Un Camps de réfugiés sous l'office des étrangers

Résumé:

Des familles de retour chaussée d’Anvers. Cette fois-ci, ce sont des Irakiens et Afghans.

Des réfugiés ont à nouveau élus domicile dans le parc situé à l’angle du boulevard Simon Bolivar et de la chaussée d’Anvers, dans le quartier de la gare du Nord. Leur demande d’asile rejetée, ils ont été mis à la porte des centres d’hébergement et n’ont d’autre solution que de camper dans la rue.


Déjà “ squatté ” au mois d’août dernier, le parc situé à l’angle du boulevard Simon Bolivar et de la chaussée d’Anvers, à un jet de pierre de l’Office des Étrangers, est à nouveau occupé par une quarantaine de sans-papiers. Mais à la place des abris de fortune aménagés entre deux barrières de chantier, montés par les réfugiés kosovars en août dernier, la quarantaine de nouveaux occupants, venus majoritairement d’Afghanistan et d’Irak, a décidé d’investir des tentes Quechua.
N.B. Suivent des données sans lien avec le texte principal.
PR #3523, opened 2024-04-16
Add command to rotate e2e credentials

hawkowl:

Fixes ARO-6742

Generates/rotates passwords for the SPNs

### Test plan for issue:
Tested in dev, don't have permissions for INT, will require a TL to do that

SOPs for rotation

I don't, but it should be re-runnable...


hack/e2e/cmd/generateServicePrincipals.go
```diff
@@ -0,0 +1,218 @@
...
+			return err
+		}
+		return nil
+	},
+}
+
+func init() {
+	rootCmd.AddCommand(generateServicePrincipalsCmd)
+
+	generateServicePrincipalsCmd.Flags().String("keyvault", "aro-e2e-principals", "keyvault to use")
```
mociarain, line 42: I like this pattern. Maybe I'm extrapolating too much (I find the cobra docs hard to parse) but if I understand it correctly we could replace a lot of the `go run ......` stuff with this and "proper" CLI commands?

hack/e2e/cmd/generateServicePrincipals.go
```diff
@@ -0,0 +1,218 @@
...
+	"github.com/Azure/go-autorest/autorest/date"
+	"github.com/Azure/go-autorest/autorest/to"
+	"github.com/jongio/azidext/go/azidext"
+	"github.com/spf13/cobra"
+
+	"github.com/Azure/ARO-RP/pkg/env"
+	msgraph_apps "github.com/Azure/ARO-RP/pkg/util/graph/graphsdk/applications"
+	msgraph_models "github.com/Azure/ARO-RP/pkg/util/graph/graphsdk/models"
+	"github.com/Azure/ARO-RP/pkg/util/graph/graphsdk/serviceprincipals"
+	"github.com/Azure/ARO-RP/pkg/util/keyvault"
```
bitoku, line 21: We may want to use the new keyvault track2 SDK instead of the old one since the keyvault SDK track2 is merged https://github.com/Azure/ARO-RP/pull/3275/files

hack/e2e/cmd/generateServicePrincipals.go
```diff
@@ -0,0 +1,218 @@
...
+
+	keyvaultURI := keyvault.URI(_env, keyvaultParam, "")
+	keyvaultManager := keyvault.NewManager(cred, keyvaultURI)
+
+	graphClient, err := _env.Environment().NewGraphServiceClient(azcred)
+	if err != nil {
+		return err
+	}
+
+	for i := 1; i == spnCountParam; i++ {
```
AldoFusterTurpin, line 86: Shouldn't this be
``` 
for i := 0; i < spnCountParam; i++ {
```
but not "==" ? 
Maybe I am missing something.

hack/e2e/cmd/generateServicePrincipals.go
```diff
@@ -0,0 +1,218 @@
...
+			return fmt.Errorf("%d applications found for spn '%s'", len(apps), spnName)
+		}
+
+		log.Infof("found IDs for '%s': ObjectID='%s', AppID='%s'", spnName, spnObjectID, spnAppID)
+
+		log.Info("Ensuring SPN ID in keyvault...")
+
+		err = keyvaultManager.SetSecret(ctx, fmt.Sprintf("%s-app-id", spnName), azkeyvault.SecretSetParameters{
+			Value: to.StringPtr(spnAppID),
+		})
```
AldoFusterTurpin, line 123: IMHO extracting into a variable inline structs that are > 1 line long is a good thing (talking about azkeyvault.SecretSetParameters{)

hack/e2e/cmd/generateServicePrincipals.go
```diff
@@ -0,0 +1,218 @@
...
+		if err != nil {
+			return err
+		}
+
+		if len(apps[0].GetPasswordCredentials()) > 0 {
```
AldoFusterTurpin, line 128: We are using _apps[0].GetPasswordCredentials()_ in 3 different places, maybe we can extract it to a variable, more performant and easier to read.

hack/e2e/cmd/generateServicePrincipals.go
```diff
@@ -0,0 +1,218 @@
...
+			return err
+		}
+
+		log.Info("setting password credential for SPN in keyvault")
+		err = keyvaultManager.SetSecret(ctx, fmt.Sprintf("%s-secret-value", spnName), azkeyvault.SecretSetParameters{
+			Value: resp.GetSecretText(),
+			SecretAttributes: &azkeyvault.SecretAttributes{
+				Expires: &expiryTime,
+			},
+		})
```
AldoFusterTurpin, line 167: Same comment as before, I think it would be great to extract _azkeyvault.SecretSetParameters_ into a variable as this is not easy to read (at least for me).

hack/e2e/cmd/generateServicePrincipals.go
```diff
@@ -0,0 +1,218 @@
...
+		if err != nil {
+			return err
+		}
+
+		log.Info("checking for service principal")
+
+		filter = fmt.Sprintf("appId eq '%s'", spnAppID)
+		spResult, err := graphClient.ServicePrincipals().Get(ctx, &serviceprincipals.ServicePrincipalsRequestBuilderGetRequestConfiguration{
```
AldoFusterTurpin, line 175: Same as before for _serviceprincipals.ServicePrincipalsRequestBuilderGetRequestConfiguration_

hack/e2e/cmd/generateServicePrincipals.go
```diff
@@ -0,0 +1,218 @@
...
+			spID = *spAddResult.GetId()
+		case 1:
+			spID = *sps[0].GetId()
+			log.Infof("found SP ID %s", spID)
+		default:
+			return fmt.Errorf("%d sps found for spn '%s'", len(sps), spnName)
+		}
+
+		log.Info("setting service principal ID in keyvault")
+		err = keyvaultManager.SetSecret(ctx, fmt.Sprintf("%s-sp-id", spnName), azkeyvault.SecretSetParameters{
```
AldoFusterTurpin, line 207: Same as before for _azkeyvault.SecretSetParameters_. Even here is not that important, I still see value in extracting it.

hack/e2e/cmd/generateServicePrincipals.go
```diff
@@ -0,0 +1,218 @@
...
+		err := generateKeys(cmd)
+		if err != nil {
+			cmd.PrintErr(err)
+			return err
+		}
+		return nil
+	},
+}
+
+func init() {
```
AldoFusterTurpin, line 39: Sadly, Cobra forces the developer to use the init() function to register the commands/subcommands and "fun" problems can arise with the usage of init() in Go. But what can we do ...? 😆

AldoFusterTurpin (commented):
Thank you for this @hawkowl. I just left some optional suggestions and a question about a for loop.

hawkowl:
I don't think we need this anymore.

Leur sort n’est cependant pas plus enviable que leurs prédécesseurs. Leur demande d’asile rejetée, ils ont été mis dehors des centres d’hébergement. Sans papiers et sans endroits où aller, ils se retrouvent à la rue et doivent désormais improviser. “ J’étais dans un centre à Bastogne, mais j’ai dû le quitter car on m’a dit que je n’avais pas le droit de rester en Belgique. Cela fait deux semaines, maintenant, que je me suis installé dans ce parc ”, explique Samin, 25 ans. Dans l’attente de quoi? Lui-même ne le sait pas. Il ne peut pas rester en Belgique, selon l’État. Arrivé d’Afghanistan il y a six mois, après une étape en Italie, il n’imagine cependant pas retourner dans son pays et usera de tous les recours possibles pour s’intégrer ici.

Une soupe par jour

“ J’ai fui la guerre ”, argumente-t-il. “ Les talibans sèment la terreur dans mon pays. Ils embrigadent les jeunes pour qu’ils fassent des attentats suicides. Mais moi, ce n’est pas ce que je veux. Je suis parti seul, j’ai laissé ma famille là-bas, car j’espérais mieux vivre en Belgique ”.
Mais Samin essuie déception sur déception depuis qu’il a posé le pied sur le sol européen. Aujourd’hui, le jeune homme est à bout. “ Ce n’est pas une vie. Nous mourrons de faim, on ne se nourrit que d’un bol de soupe par jour. Nous sommes des êtres humains, pas des animaux. On ne devrait pas vivre dans des tentes. Moi je suis seul, mais il y a des familles avec des enfants. Je ne sais même pas de quoi demain sera fait. La police est venue plusieurs fois. Ils reviendront peut-être pour nous chasser ”.
 
 
“ Pas à nous de le faire ”

ENTRETIEN: Yvan Mayeur Président du cpas de Bruxelles Si le bourgmestre Freddy Thielemans (PS) était injoignable ce lundi, Yvan Mayeur (PS), président du CPAS de Bruxelles, a accepté de répondre à nos questions.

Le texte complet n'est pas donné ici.